Closed tuoruu closed 1 year ago
There are no immediate plans of supporting ES 8+. At the moment we have a couple of customer projects using Raudikko and neither of them are going to migrate to ES 8+ soon. I also doubt that anyone is going to do this just for fun.
But of course, PR's will be gladly accepted. So if you end up doing this, we'll be happy to incorporate the changes.
If it's possible to do with same code or at least isolate the changes cleanly using some build logic, it would be optimal. But if that feels too hacky, having separate branches for 7.x and 8.x is also a possibility.
Made initial changes required for ES8 here: https://github.com/ssaarinen/elasticsearch-analysis-raudikko/tree/es-8
Basically requires java 17 and gradle 7.3+ after which project now compiles and test passes. Testing if this actually works with ES 8 is left as an exercise ;)

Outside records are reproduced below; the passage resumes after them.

PR #6212, opened 2017-12-30
Make walk/prewalk calls static

ooflorent:

refactoring, perf

no

n/a

**Summary**

Replace dynamic calls to `walk*` and `prewalk*` by static calls. Here below is the time spent by webpack building itself, prior and after the change:

Before:
```
❯ time node build_webpack.js
node build_webpack.js  7.75s user 0.54s system 115% cpu 7.189 total
```

After:
```
❯ time node build_webpack.js
node build_webpack.js  7.04s user 0.54s system 115% cpu 6.587 total
```

I did 10 runs before and 10 after. I took the median time. The best time before this change was never faster than the worst.

no

### DIFF
--- a/lib/Parser.js
+++ b/lib/Parser.js
@@ -908,30 +908,30 @@ class Parser extends Tapable {
 
 	prewalkForInStatement(statement) {
 		if(statement.left.type === "VariableDeclaration")
-			this.prewalkStatement(statement.left);
+			this.prewalkVariableDeclaration(statement.left);
 		this.prewalkStatement(statement.body);
 	}
 
 	walkForInStatement(statement) {
 		if(statement.left.type === "VariableDeclaration")
-			this.walkStatement(statement.left);
+			this.walkVariableDeclaration(statement.left);
 		else
-			this.walkExpression(statement.left);
+			this.walkPattern(statement.left);
 		this.walkExpression(statement.right);
 		this.walkStatement(statement.body);
 	}
 
 	prewalkForOfStatement(statement) {
 		if(statement.left.type === "VariableDeclaration")
-			this.prewalkStatement(statement.left);
+			this.prewalkVariableDeclaration(statement.left);
 		this.prewalkStatement(statement.body);
 	}
 
 	walkForOfStatement(statement) {
 		if(statement.left.type === "VariableDeclaration")
-			this.walkStatement(statement.left);
+			this.walkVariableDeclaration(statement.left);
 		else
-			this.walkExpression(statement.left);
+			this.walkPattern(statement.left);
 		this.walkExpression(statement.right);
 		this.walkStatement(statement.body);
 	}
--- a/lib/Parser.js
+++ b/lib/Parser.js
@@ -648,16 +648,125 @@ class Parser extends Tapable {
 	}
 
 	prewalkStatement(statement) {
-		const handler = this["prewalk" + statement.type];
-		if(handler)
-			handler.call(this, statement);
+		switch(statement.type) {
+			case "BlockStatement":
+				this.prewalkBlockStatement(statement);
+				break;
+			case "ClassDeclaration":
+				this.prewalkClassDeclaration(statement);
+				break;
+			case "DoWhileStatement":
+				this.prewalkDoWhileStatement(statement);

Ok, after a bit of docker/wsl shenanigans I was able to get it running (docker compose setup added to my branch) and tested it with the etc/test-analyzer.http
which returned this:
HTTP/1.1 200 OK
X-elastic-product: Elasticsearch
content-type: application/json
{
"tokens": [
{
"token": "testata",
"start_offset": 0,
"end_offset": 9,
"type": "word",
"position": 0
},
{
"token": "raudikko",
"start_offset": 10,
"end_offset": 18,
"type": "word",
"position": 1
},
{
"token": "analyysi",
"start_offset": 19,
"end_offset": 28,
"type": "word",
"position": 2
},
{
"token": "tämä",
"start_offset": 29,
"end_offset": 34,
"type": "word",
"position": 3
},
{
"token": "tapa",
"start_offset": 35,
"end_offset": 42,
"type": "word",
"position": 4
},
{
"token": "yksinkertainen",
"start_offset": 43,
"end_offset": 59,
"type": "word",
"position": 5
}
]
}
Great! We have had also some progress on our side. ES is progressing so rapidly so now our target seems to be 8.5.2 but haven't tested that with the cloud version yet, only locally.
We are looking into Elasticsearch version 8.4.3 which requires Java 17. Do you have plans to support ES 8+ versions in the future?
It seems that at least FinnishTokenizer / CharTokenizer would require some work for the component - either by changing the Tokenizer or making it work with newer Java version.